__Required action__: The listing below should be written out exactly; please include all of it.
START Entries provided
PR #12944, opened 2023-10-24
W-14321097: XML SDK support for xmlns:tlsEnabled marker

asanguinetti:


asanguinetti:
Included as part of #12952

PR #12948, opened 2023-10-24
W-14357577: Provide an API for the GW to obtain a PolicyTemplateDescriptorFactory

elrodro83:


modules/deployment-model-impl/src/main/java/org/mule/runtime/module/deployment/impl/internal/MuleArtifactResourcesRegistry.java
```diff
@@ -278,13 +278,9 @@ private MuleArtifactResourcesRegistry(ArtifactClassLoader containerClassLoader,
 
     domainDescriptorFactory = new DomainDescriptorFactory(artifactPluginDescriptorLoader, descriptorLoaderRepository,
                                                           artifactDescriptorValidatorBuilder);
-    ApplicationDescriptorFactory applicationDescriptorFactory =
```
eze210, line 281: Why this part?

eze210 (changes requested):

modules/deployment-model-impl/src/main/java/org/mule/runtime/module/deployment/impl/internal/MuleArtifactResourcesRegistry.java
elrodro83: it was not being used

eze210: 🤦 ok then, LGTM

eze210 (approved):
END Entries provided
__Task answer__:
PR #12944, opened 2023-10-24
W-14321097: XML SDK support for xmlns:tlsEnabled marker

asanguinetti:


asanguinetti:
Included as part of #12952

PR #12948, opened 2023-10-24
W-14357577: Provide an API for the GW to obtain a PolicyTemplateDescriptorFactory

elrodro83:


modules/deployment-model-impl/src/main/java/org/mule/runtime/module/deployment/impl/internal/MuleArtifactResourcesRegistry.java
```diff
@@ -278,13 +278,9 @@ private MuleArtifactResourcesRegistry(ArtifactClassLoader containerClassLoader,
 
     domainDescriptorFactory = new DomainDescriptorFactory(artifactPluginDescriptorLoader, descriptorLoaderRepository,
                                                           artifactDescriptorValidatorBuilder);
-    ApplicationDescriptorFactory applicationDescriptorFactory =
```
eze210, line 281: Why this part?

eze210 (changes requested):

modules/deployment-model-impl/src/main/java/org/mule/runtime/module/deployment/impl/internal/MuleArtifactResourcesRegistry.java
elrodro83: it was not being used

eze210: 🤦 ok then, LGTM

eze210 (approved):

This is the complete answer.